Я оделась, дрожа от страха. Она повела меня в башню Гюга, показала мне открытую цистерну. «Твой отец выйдет оттуда, — сказала она, указывая на башню, — он выйдет с Волчицей. Не дрожи, он не может увидеть тебя» Отец действительно вышел со старухой, неся свою ужасную ношу. Мать пошла за ними, неся меня на руках. Она показала мне сцену на Альтенбурге. «Смотри, дитя, — кричала она, — это нужно, так как я… я умру. Ты сохранишь эту тайну. Ты будешь ходить за твоим отцом одна, совсем одна, слышишь? Дело идет о фамильной чести».

Мы вернулись.

Через две недели моя мать умерла, завещав мне продолжать ее дело, следовать ее примеру. Я свято следовала этому примеру. Вы видели, ценой каких жертв: я должна была не повиноваться отцу, разрывать ему сердце! Выйти замуж — это значило ввести в нашу среду чужого, выдать тайну нашего рода!! Я противилась. В Нидеке никто не знает о сомнамбулизме графа, и без вчерашнего кризиса, подорвавшего мои силы и помешавшего мне самой дежурить у отца, я оставалась единственной хранительницей страшной тайны!.. Бог решил иначе, он отдал в ваши руки честь нашей семьи. Я могла бы потребовать от вас торжественное обещание никогда не открывать того, что вы видели сегодня ночью. Это было бы мое право.

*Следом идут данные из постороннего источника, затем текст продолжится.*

PR #658, opened 2021-08-16
Color time difference white for tied timeruns

suburbski:


Aciz:
Is this handled on game side already? Iirc there a string handling code there as well.

Aciz:
Seems like it is, but it's using z as color. 

https://github.com/etjump/etjump/blob/3efd0421d1c1463bd76500af92521d5ba6907f3a/src/game/etj_timerun.cpp#L311

PR #667, opened 2021-08-23
Fix all CI compiler warnings

suburbski:


Aciz:
Lets hope nothing breaks!

PR #724, opened 2021-09-23
Add softnoclip

### LINKED ISSUE #620: Add "softnoclip" feature
A noclip-style feature where a player can go to free spectate from their current location. You would not be able to go through solids while in this mode, instead the intent is to allow players to easily spectate jumps from their current location, to help out frustration in some jumps where it's not necessarily obvious on what to do or where to go, when a map doesn't allow noclip.

Aciz:
An extension to `noclip` command - whenever `noclip` is not available, clients will (barring other restrictions such as during timeruns) enter `softnoclip` state. In this state, they act as sepctators: they have normal collision with the world, ~can activate triggers and such~. When toggling `noclip` off, players are returned to their original location, similar to if they had saved before starting and loaded back. `etj_noclipScale` will affect movement speed during this state. This state cannot be triggered on its own, it is automatically entered whenever client tries to use noclip while it's unavailable.

closes #620

### DIFF
--- a/src/cgame/etj_cgaz.cpp
+++ b/src/cgame/etj_cgaz.cpp
@@ -400,6 +400,12 @@ namespace ETJump
 			return true;
 		}
 
+		// a bit weird but this will match players who are softnoclipping
+		if (!(ps->persistant[PERS_TEAM] == TEAM_SPECTATOR) && ps->pm_type == PM_SPECTATOR)
+		{
+			return true;
+		}
+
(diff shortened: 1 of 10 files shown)


Aciz:
This still needs A LOT of thought, as spectators can activate a lot of entities, so this allows for a lot of sequence breaking as it is.

Aciz:
Disabled trigger activation and use of `+activate` while softnoclipping, should be enough to avoid any sort of exploits.

Aciz:
Will re-think this in the future and possibly re-implement, this would be a mess to merge.

PR #735, opened 2021-10-02
Fix gcc sanitizer runtime errors

suburbski:
Fixes (common) modsided errors showing up at runtime with the following instrumentation flags:
`-fsanitize=address -fsanitize-address-use-after-scope -fsanitize=pointer-compare -fsanitize=pointer-subtract -fsanitize=leak -fsanitize=undefined`

### DIFF
--- a/src/cgame/cg_playerstate.cpp
+++ b/src/cgame/cg_playerstate.cpp
@@ -32,7 +32,7 @@ void CG_CheckAmmo(void)
 
 	for (i = 0 ; i < WP_NUM_WEAPONS ; i++)
 	{
-		if (!(weapons[0] & (1 << i)))
+		if (!(static_cast<long>(weapons[0]) & (1L << i)))
 		{
 			continue;
 		}
--- a/src/cgame/cg_playerstate.cpp
+++ b/src/cgame/cg_playerstate.cpp
@@ -14,16 +14,12 @@ CG_CheckAmmo
 If the ammo has gone low enough to generate the warning, play a sound
 ==============
 */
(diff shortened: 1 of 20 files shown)


suburbski:
Also added `-fsanitize=float-divide-by-zero -fsanitize=float-cast-overflow`

src/game/q_shared.h
```diff
@@ -1520,8 +1520,8 @@ typedef enum
 
 typedef struct entityState_s
 {
-	int number;                     // entity index
-	entityType_t eType;             // entityType_t
+	int number;             // entity index
+	int eType;              // changed from entityType_t to int to allow ET_EVENTS + eventNum
```
Aciz, line 1524: I don't suppose this causes any problems @isRyven ? You probably know better.

Aciz (commented):
LGTM but could you check this too @isRyven in case I missed something?

src/cgame/cg_playerstate.cpp
```diff
@@ -32,7 +32,7 @@ void CG_CheckAmmo(void)
 
 	for (i = 0 ; i < WP_NUM_WEAPONS ; i++)
 	{
-		if (!(weapons[0] & (1 << i)))
+		if (!(static_cast<long>(weapons[0]) & (1L << i)))
```
suburbski, line 35: This prevents the overflow here but does the cast make any sense when `weapons[0]` is an int when the flags are set?

isRyven:
is this ready?

suburbski:
yes

isRyven:
alright, thank you

PR #750, opened 2022-01-01
drop boost dependency

isRyven:
refs #465


haapanen (approved):
Looks good to me! Read it all very thoroughly

PR #757, opened 2022-01-08
Disallow and cleanup certain cmds for demo replay

suburbski:


Aciz:
Rather than patching individual functions, we could perhaps split the commands into ones that are/are not allowed during demo playback, and handle the command rejection in a single place, similar to how game commands are handled

https://github.com/etjump/etjump/blob/eba2bca56cf452f7c1184498ae8cdbd8bcc3aa22/src/game/g_cmds.cpp#L5083-L5141

https://github.com/etjump/etjump/blob/eba2bca56cf452f7c1184498ae8cdbd8bcc3aa22/src/game/g_cmds.cpp#L5310-L5332

https://github.com/etjump/etjump/blob/eba2bca56cf452f7c1184498ae8cdbd8bcc3aa22/src/game/g_cmds.cpp#L5357-L5372

src/cgame/cg_consolecmds.cpp
```diff
@@ -1556,14 +1530,28 @@ qboolean CG_ConsoleCommand(void)
...
-		if (!Q_stricmp(cmd, commands[i].cmd))
+		if (!Q_stricmp(cmd, anyTimeCommands[i].cmd))
 		{
-			commands[i].function();
+			anyTimeCommands[i].function();
 			return qtrue;
 		}
 	}
+	
+	if (!cg.demoPlayback)
```
Aciz, line 1543: Rather than checking if we're **not** playing demo, check if we **are** and error out?

```cpp
if (cg.demoPlayback)
{
    CG_Printf( <command> not allowed during demo playback);
    return;
}

for (i = 0 ; i < static_cast<int>(sizeof(noDemoCommands) / sizeof(noDemoCommands[0])) ; i++)
{
    ...
}
```

suburbski: We cannot error out early because in functions further down there is separate parsing for other commands not handled by the two new arrays

Aciz:
Let's go with this for now then, and maybe figure out a way to inform the client later.

PR #769, opened 2022-01-12
Set expanded map alpha to 1

suburbski:


haapanen:
Current one (0.7) looks great. Add a configurable option and use 0.7 as default.

PR #793, opened 2022-09-06
Refactor upper right hud

### LINKED ISSUE #621: Make FPS meter update rate configurable
FPS meter refreshes on every frame, making it hard to read sometimes when you're not quite reaching your maxfps value, or when there are very minor FPS drops. Allow players to set an update interval for it to smooth out the view.

### LINKED ISSUE #709: FPS meter ignores frames while scoreboard is up
Visibly dips from max fps down to some lower value the first few frames after scoreboard is gone, which doesn't reflect true fps

suburbski:
Also adds the `etj_FPSMeterUpdateInterval` cvar

Closes #621, closes #709


src/cgame/etj_upper_right_drawable.cpp
```diff
@@ -0,0 +1,277 @@
...
+
+	if (cg_drawSnapshot.integer)
+	{
+		DrawSnapshot(y);
+	}
+}
+
+void ETJump::UpperRight::DrawTimer(float &y) const
+{
+	#define UPPERRIGHT_X (SCREEN_WIDTH - 6)
```
Aciz, line 112: Maybe just define this in the header as const int? Also it's redefined at L167

src/cgame/cg_main.cpp
```diff
@@ -998,6 +1000,8 @@ cvarTable_t cvarTable[] =
 
 	{ &etj_projection, "etj_projection", "0", CVAR_ARCHIVE },
 	{ &etj_saveMsg, "etj_saveMsg", "^7Saved", CVAR_ARCHIVE },
+
+	{ &etj_FPSMeterUpdateInterval, "etj_FPSMeterUpdateInterval", "250", CVAR_ARCHIVE },
```
Aciz, line 1004: I'm not sure about the default value on this tbh, I would make this 8 t match the original default rate at 125FPS.

Aciz (commented):
You can also remove the `etj_time_utilities.h` include at the top of `cg_draw.cpp` now I think, it wasn't there before I added the current round timer.

PR #817, opened 2022-09-15
Remove cgaz/snaphud indicators from scoreboard

Aciz:
Removes `CGaz` column from default scoreboard, `C/V` indicators from `etj_altScoreboard 1-3`. Adds speclock/hideme indicators to scoreboards 1 & 2.


Aciz:
After further consideration, let's not do this for now. We can make this info available via `/players` command in the future, or even have the visible infos customizeable by client. For now, let's leave it as it is and see about this in the future.

PR #856, opened 2022-12-02
Unlock r_clear

Aciz:
`etj_clear` to unlock `r_clear`.


Aciz:
Cvar tooltip should be extended with ETe options once the code for that is actually implemented
image

PR #916, opened 2023-01-06
Add optimized prediction & fix some prediction related errors

Aciz:
Optimized prediction as per Neil “haste” Toronto's unlagged mod, with some tweaks and fixes from ET: Legacy. Enabled by default, this basically has no "visible" difference to clients (it doesn't change at all on how various parts of prediction work) but simply has a performance benefit - `CG_PredictPlayerState` uses ~5x less CPU time per frame (down from ~5.1% to <1%).


Aciz:
There are some issues with this with `pmove_fixed 1` that need to be resolved before this can be merged.

Aciz:
Everything seems okay with this, will do some additional testing later to validate few cases that I haven't yet tested.

PR #326, opened 2024-01-19
Added fullscreen control to audit table

droberts-ctrlo:
- Had to change table display DOM to display button
- Had to modify behaviour based on location.path as the button wouldn't re-enable without (even though code was being called correctly).


abeverley:
Thanks Dave, this looks good. However, rather than matching on the URL, can you see if you can switch on the fullscreen option with some other flag in the HTML please? Maybe a class or data attribute on the table? (I am not sure how the existing data table enables it - can that be replicated?)

PR #327, opened 2024-01-22
Fixed view for creating views

droberts-ctrlo:
- Added validation to dropdown for global views
- Removed admin view checkbox for users that aren't admin


abeverley:
I'd like to see if we can reuse the existing JS validation functions before merging this.

PR #333, opened 2024-01-26
(Possibly) fixed sidebar "jarring" load

droberts-ctrlo:
- Hide sidebar until load is complete, then show in the correct state
- Added transitions to ensure that pop out and in is "cleaner"

### DIFF
--- a/src/frontend/components/sidebar/_sidebar.scss
+++ b/src/frontend/components/sidebar/_sidebar.scss
@@ -2,6 +2,7 @@
   min-height: $min-height-container;
   padding: 50px 0 80px;
   color: $white;
+  transition: all 0.2s ease;
 
   &::before {
     content: '';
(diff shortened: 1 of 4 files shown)


abeverley:
Let's get the tests to pass before merging (requesting advice if need be)

tomhukins:
The test failures for Chromium and Firefox both describe the problem:
> `# Failed test 'The site navigation is visible after logging in'`
> `# at webdriver/t/login.t line 33.`

I see the same problem when running the tests in my development environment as described in `webdriver/README.md`.

When I visit the Web interface manually on this branch, I see no navigation at all.  This pull request needs to include a rebuild commit containing the changes generated by `yarn run build`.  After running this in my development environment, the tests pass.

So, on this occasion the tests have spotted the need to rebuild generated files.  I'm no fan of storing generated or compiled output in version control systems, but that's another story for another day.

PR #341, opened 2024-02-07
Fix for incorrect optimisation of Plotly JS

droberts-ctrlo:
Optimisation through Babel was causing globes to not work, Plotly has been removed from the optimisation process - tested and working locally


droberts-ctrlo:
The code for plotly needs to be excluded from Babel optimisation. This is to remain the same, do not remove this exclusion else the error `a.W is not a function` will throw again.

PR #344, opened 2024-02-08
Avoid using a module unnecesarily

tomhukins:
List::Util now supports many of the features List::MoreUtils used to provide.  List::Util ships as part of core perl, and is already likely to be loaded into the running process.

List::Util supports zip() from version 1.56, and uniq() from version 1.45.


tomhukins:
I pushed the first version of this too soon and it failed its tests.  This version works properly.

PR #347, opened 2024-02-21
Fix for rule filters not displaying on load correctly

droberts-ctrlo:


droberts-ctrlo:
This has been tested (by me) on a test system and appears to work
OT will test after merge and rebuild

PR #351, opened 2024-02-26
Updates to reporting as advised

droberts-ctrlo:
- Fixed display for curvals
- Added generation and last edited timestamps
- Open in new tab
- Secured URLs for invalid report instances
- Secured access to deleted reports
- Error added for incorrect file given for upload
- Logo now displays when present on load
- Created and Edited on added
- Added select all checkbox to fields
- Updated view to use simpler URL for historic reports.


abeverley:
Thanks Dave. Just one minor update - can you use `value` instead of `email` for saying who downloaded the report please?

PR #365, opened 2024-03-14
Calc fields now usable frontend

droberts-ctrlo:
Made calc fields usable regardless of permissions. These will now show on the DOM and will allow for calculations, but are visibly hidden from view - this is the only way I could perceive calcs working front-end whilst keeping them hidden.


droberts-ctrlo:
Going to review with a mind to fix JS testing

PR #367, opened 2024-03-14
Shrinking down site.js using chunks

droberts-ctrlo:
Have managed to get chunk for site.js down to 484KB from 763KB


.eslintignore
droberts-ctrlo, line 1: This is so I could ensure the code I was adding was "clean" - it is worth keeping in to ensure consistency with future code, although I'm open to correction.

.eslintrc.js
droberts-ctrlo, line 1: ESLint was nearly as old as Oliver - needed to update versions and rules in order to help keep (new) code up to standard

package.json
droberts-ctrlo, line 1: There were a _lot_ of deprecated and seeminly random "code-quality" tools here - in all honesty, it needed housekeeping, so as what I was doing in "sorting" chunks was pretty JS heavy, it seemed sensible to include the changes to this file to remove any irrelevant or deprecated guff.

src/frontend/components/button/lib/create-report-button.test.js
droberts-ctrlo, line 1: Tests updated to use "chunked" import mode in order to ensure that the component still works as expected.

src/frontend/components/calculator/index.js
droberts-ctrlo, line 1: As we have (previously) established that this component is rarely used (if at all), it seems more sensible to add it in chunked mode.

src/frontend/components/form-group/common/bootstrap-select.js
droberts-ctrlo, line 1: Disabling erroring of the below, else I'll be here all day fixing ESLint issues

src/frontend/components/form-group/select-widget/lib/component.js
```diff
@@ -104,16 +103,7 @@ class SelectWidgetComponent extends Component {
   }
 
   handleDocumentClick(e) {
-    const clickedOutside =
```
droberts-ctrlo, line 107: Not entirely sure this was me(?)

src/frontend/components/form-group/select-widget/lib/component.js
```diff
@@ -184,34 +173,38 @@ class SelectWidgetComponent extends Component {
     switch (key) {
       case 38: // UP
       case 40: // DOWN
-        const items = this.$available.find(".answer:not([hidden]) input")
-        let nextItem
+        {
```
droberts-ctrlo, line 176: Case statements now require (or possibly prefer) their own closure

src/frontend/components/modal/modals/new-table/lib/component.js
droberts-ctrlo, line 1: This file had a lot of "hanging" variables that were assigned but served no purpose - in the interest of minimising the code (as is the exercise here) these have been removed as required

src/frontend/js/lib/get-field-values.js
droberts-ctrlo, line 1: This branch is never hit as it's handled in a condition above

src/frontend/js/lib/util/filedrag/lib/filedrag.test.ts
droberts-ctrlo, line 1: Bit of cleanup while I'm here

src/frontend/js/lib/util/typeahead/lib/TypeaheadBuilder.test.ts
droberts-ctrlo, line 1: Again, cleanup

src/frontend/js/site.js
droberts-ctrlo, line 1: Removed summernote from here as it's loaded dynamically within the code.

tsconfig.json
droberts-ctrlo, line 1: Chunked import throws a fit in TS when JEST runs if I use a lower version - it's arbitrary, WebPack does the hard work for us!

yarn.lock
droberts-ctrlo, line 1: Updated version of TS and removed guff from the package file (and removed random dev requirements that were no longer required or used)

droberts-ctrlo (commented):
Futher to the comments included, I have also:
- Removed the unrequired usages of `self` that refer to `this` in order to shrink code (very) slightly and remove possibility of errors in the code
- Removed unnecessary variables where they are unused throughout the entire JS codebase

PR #368, opened 2024-03-15
Reporting edits

droberts-ctrlo:
- Removed header repeat[^1]
- Changed column width to fixed width for left hand side

[^1]: This is dependent on a `PDF::Table` code edit that is required due to a bug in their code

### DIFF
--- a/lib/GADS/Column.pm
+++ b/lib/GADS/Column.pm
@@ -30,7 +30,6 @@ use GADS::View;
 use HTML::Entities qw/encode_entities/;
 use MIME::Base64 qw/encode_base64/;
 use Text::Markdown qw/markdown/;
-use List::Util qw/uniq/;
 
 use Moo;
 use MooX::Types::MooseLike::Base qw/:all/;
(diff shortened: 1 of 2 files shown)


droberts-ctrlo:
We have discovered in testing that the placement of the "other" topic within the reports (and within the views) are dependent on the placement of the first field without a topic within the view. Therefore, placement is "up to the user".

In other words, should there be 3 fields in a instance, the first of those three denotes the placement of the "other" topic - if "field 1" has no topic, "other" will be first, if "field 2", then "other" will be second and so forth.

lib/GADS/Column.pm
```diff
@@ -1064,6 +1065,31 @@ sub delete
...
+    foreach my $reportLayout ($self->schema->resultset('ReportLayout')->search(
+            [
+                {layout_id => $self->id},
+            ]
+        )->all
+    ) {
+        #In theory, we would only reach here if there are layouts in a deleted report
+        $reportLayout->delete;
+    }
+
```
abeverley, line 1092: I think I would do the above something like this:
```
my $rs = $self->schema->resultset('ReportLayout')->search({
    layout_id => $self->id,
}, {
    prefetch => 'report',
});
my $rs_live = $rs->search({},{'report.deleted' => undef });
if ($rs_live->count)
{
    my %reports = map { $_->report_id => $_->report } $rs_live->all;
    my $r = join(q{, }, map {$_->name} values %reports);
    error __x"The following reports reference this field: \"{report}\". Please update them before deletion.",
        report => $r;
}
# We only reach here if there are layouts in deleted reports
$_->delete foreach $rs->all;
```

PR #369, opened 2024-03-21
Finished initial iteration of People filtering

droberts-ctrlo:
The reason it's "initial iteration" is I know (and am well aware) that some of it is "wrong" or could be better, but I'm lacking a direction. I hope through feedback, I can ascertain said direction.


lib/GADS/Helper/ConditionBuilder.pm
```diff
@@ -0,0 +1,105 @@
+use utf8;
+
+package GADS::Helper::ConditionBuilder;
```
abeverley, line 3: I like the use of this class in principle. However, I think we should also integrate it into `GADS::Records::_search_construct` so as to create common code.

lib/GADS/Helper/ConditionBuilder.pm
```diff
@@ -0,0 +1,105 @@
...
+        return $value;
+    }
+    elsif ( lc $field eq 'begins_with' ) {
+        return $value . '%';
+    }
+    elsif ( lc $field eq 'ends_with' ) {
+        return '%' . $value;
+    }
+    elsif ( lc $field eq 'contains' ) {
+        return '%' . $value . '%';
```
abeverley, line 46: As `GADS::Records::_search_construct` shows, `$value` will need to be escaped

lib/GADS/Users.pm
```diff
@@ -101,7 +107,9 @@ sub user_summary_rs
 
 sub _build_all
 {   my $self = shift;
-    my @users = $self->user_summary_rs->all;
+    my @users;
+    @users = $self->user_summary_rs->all unless $self->person_filter;
+    @users = $self->user_summary_rs->search($self->person_filter)->all if $self->person_filter;
```
abeverley, line 112: This could be better written as:
```
my $users = $self->user_summary_rs;
$users = $users->search($self->person_filter) if $self->person_filter;
[$users->all];
```

lib/GADS/PeopleFilter.pm
```diff
@@ -0,0 +1,43 @@
...
+use warnings;
+
+use Moo;
+use Log::Report 'linkspace';
+use Encode;
+use MIME::Base64;
+
+extends 'GADS::Filter';
+
+sub base64 {
```
abeverley, line 15: I'm not sure that this whole function is needed and/or the one in the parent class could be used/combined?

abeverley (commented):
Thanks - in principle looking like a good approach. Just a bit of work needed to try and reduce code duplication.

lib/GADS/Column/Person.pm
```diff
@@ -195,5 +211,44 @@ sub import_value
...
+      :                   {};
+    if ($resultset) {
+        my $filter       = $self->filter;
+        my $match_result = $resultset->search(
+            $search,
+            {
+                rows => 10,
+            },
+        );
+        @value = map {
```
droberts-ctrlo, line 239: This is where this implementation differs (aside from the inclusion of the filter above) - as this doesn't use grouping in the same manner as the original it is felt that this should remain here, rather than bastardising the original implementation

lib/GADS/Filter.pm
droberts-ctrlo, line 1: For some reason, the filter in general returns the correct values in `$self->as_hash`, but the `$self->base64` returns the values with no rules included.

lib/GADS/Column.pm
```diff
@@ -1546,28 +1546,40 @@ sub validate_search_date
 # possible (e.g. integer)
 sub resultset_for_values {};
 
-sub values_beginning_with
-{   my ($self, $match_string, %options) = @_;
+sub match_result {
```
droberts-ctrlo, line 1549: This is a sub encapsulating the common part of `values_beginning_with` between Column and Person

lib/GADS/Helper/ConditionBuilder.pm
droberts-ctrlo: This is to be implemented

lib/GADS/Column/Person.pm
```diff
@@ -23,12 +23,30 @@ use GADS::Users;
 use Moo;
 use MooX::Types::MooseLike::Base qw/:all/;
 
+use Data::Dump qq/pp/;
```
abeverley, line 26: Remove dump

lib/GADS/Filter.pm
```diff
@@ -120,24 +124,25 @@ sub _clear_lazy
...
-        if ($col->has_filter_typeahead)
-        {
-            $filter->{data} = {
-                text => $col->filter_value_to_text($filter->{value}),
-            };
-        }
-        if ($col->type eq 'filval')
-        {
-            $filter->{filtered} = $col->related_field_id,
+    if(@{$self->filters}) {
```
abeverley, line 132: Is this condition necessary? The loop before would not be run anyway in such circumstances

lib/GADS/Helper/ConditionBuilder.pm
abeverley: I will take a look at this

lib/GADS/Users.pm
```diff
@@ -24,10 +24,18 @@ use Log::Report 'linkspace';
 use POSIX ();
 use Scope::Guard qw(guard);
 use Text::CSV;
+use GADS::Helper::ConditionBuilder;
 
 use Moo;
 use MooX::Types::MooseLike::Base qw(:all);
 
+use Data::Dump qq\pp\;
```
abeverley, line 32: Remove this

lib/GADS/Filter.pm
droberts-ctrlo: I believe this was for a slightly different implementation I previously tried that didn't work - now removed. :smile:

PR #377, opened 2024-04-03
Updated Readme.md and added Rexfile

droberts-ctrlo:
Readme has comments and asides that will (obvs.) need sorting - also wording is a bit pants, all requires review before publishing or use.


droberts-ctrlo:
Possibly will need some proof-reading but should be good to go. :smile:

abeverley:
Looks great - can you just change UIUX branch to dev please?

droberts-ctrlo:
> Looks great - can you just change UIUX branch to dev please?

It is

PR #1, opened 2020-05-31
implement github actions for helm charts

billimek:
Inspired by [this example repo](https://github.com/helm/chart-testing-action), this PR should implement GitHub Actions support which will:

* For every PR impacting the helm chart, a linter will make sure that the change passes linting which includes forcing a version bump on changes)
* For every PR impacting the helm chart, a 'kubernetes in docker' (KIND) cluster will be temporarily created and the chart will be installed to that test cluster to ensure that it installs properly
* For every merge to master impacting the helm chart, automation will package the chart, update the `index.yaml` on the `gh-pages` branch, and cut a github release with the packaged chart for reference as a chart repository.

**ACTION REQUIRED:**

* Github Pages should be enabled within the repo settings. Please use the default `gh-pages` branch
* Create a gtihub personal access token with `repo` permissions scope, make note of the token
* Create a new repo secret (accessible within the repo settings) named `CR_TOKEN` with the value being the github access token created above

### DIFF
--- a/.github/workflows/release.yaml
+++ b/.github/workflows/release.yaml
@@ -1,0 +1,46 @@
+
+name: Release Charts
+
+on:
+  push:
+    branches:
+      - master
+
+jobs:
+  release:
+    timeout-minutes: 5
+    runs-on: ubuntu-latest
+    steps:
+      - name: Checkout
+        uses: actions/checkout@v2
+
+      - name: Turnstyle
+        uses: softprops/turnstyle@v1
+        with:
+          continue-after-seconds: 180
+        env:
+          GITHUB_TOKEN: ${{ secrets.CR_TOKEN }}
+
+      - name: Fetch history
+        run: git fetch --prune --unshallow
+
+      - name: Configure Git
+        run: |
+          git config user.name "$GITHUB_ACTOR"
+          git config user.email "$GITHUB_ACTOR@users.noreply.github.com"
+      # See https://github.com/helm/chart-releaser-action/issues/6
+      - name: Install Helm
+        run: |
+          curl -fsSLo get_helm.sh https://raw.githubusercontent.com/helm/helm/master/scripts/get-helm-3
+          chmod 700 get_helm.sh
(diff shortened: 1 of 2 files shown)


.github/workflows/release.yaml
```diff
@@ -0,0 +1,46 @@
...
+    steps:
+      - name: Checkout
+        uses: actions/checkout@v2
+
+      - name: Turnstyle
+        uses: softprops/turnstyle@v1
+        with:
+          continue-after-seconds: 180
+        env:
+          GITHUB_TOKEN: ${{ secrets.CR_TOKEN }}
```
itzg, line 22: I created `CR_TOKEN` but just curious if `secrets.GITHUB_TOKEN` could be used here.

billimek: I believe it should be fine to use the `secrets.GITHUB_TOKEN` instead, I'll update the PR to reflect.  The `CR_TOKEN` reference comes from the [implementation of the chart releaser action](https://github.com/helm/chart-releaser-action/blob/master/cr.sh#L23) and must be set as a local environment variable named that in the action environment setting.

This does not mean, of course, that the _GitHub Secret_ must also be named the same.

billimek: This change should now be present!

billimek:
> Glad that works! So, it dawned on me that the actual chart content needs to moved over. How do you recommend I/we proceed with that?

My suggestion is to:

* bring the chart over as a separate PR
* add this repo to helm hub as a [PR over there](https://github.com/helm/hub#how-to-add-your-helm-charts)
* flag the [stable/charts minecraft chart](https://github.com/helm/charts/tree/master/stable/minecraft) as deprecated with appropriate verbiage pointing to this repo in that chart's README (as a PR over there of course)

itzg:
If you don't mind taking the first bullet to give it proper verification, etc
> bring the chart over as a separate PR

then I'm happy to knock out the other two

PR #2, opened 2020-06-09
adding minecraft chart

billimek:
Importing 'minecraft' chart from helm/charts to this repo.

* Bumped chart version to 2.0.0 so that it will appear greater than the version on helm/charts (this will help when using `helm search`)
* Naming the chart `minecraft` to maintain compatibility with existing chart, but we can give it a different name if that makes more sense.

### DIFF
--- a/README.md
+++ b/README.md
@@ -1,1 +1,26 @@
 # minecraft-server-charts
+
+[![](https://github.com/itzg/minecraft-server-charts/workflows/Release%20Charts/badge.svg?branch=master)](https://github.com/itzg/minecraft-server-charts/actions)
+
+## Usage
+
+[Helm](https://helm.sh) must be installed to use the charts.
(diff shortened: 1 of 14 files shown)


billimek:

— Сударыня, — сказал я, вставая, — я готов…

— Нет, сударь, — с достоинством проговорила она, — я не нанесу вам этого оскорбления. Клятвы недействительны для низких сердец, а для порядочных достаточно законов чести. Я уверена, что вы сохраните тайну, потому что это ваш долг. Но я ожидаю от вас большего, гораздо большего, и вот почему я сочла себя обязанной все сказать вам.

Она медленно встала.

— Доктор Фриц, — сказала она голосом, заставившим меня вздрогнуть, — силы изменяют мне; я сгибаюсь под тяжестью, мне нужен помощник, советник, друг; хотите вы быть этим другом?

Я встал, взволнованный.

— Сударыня, — сказал я, — я с благодарностью принимаю ваше предложение и не могу сказать, как я горжусь им, но позвольте мне сделать одно условие.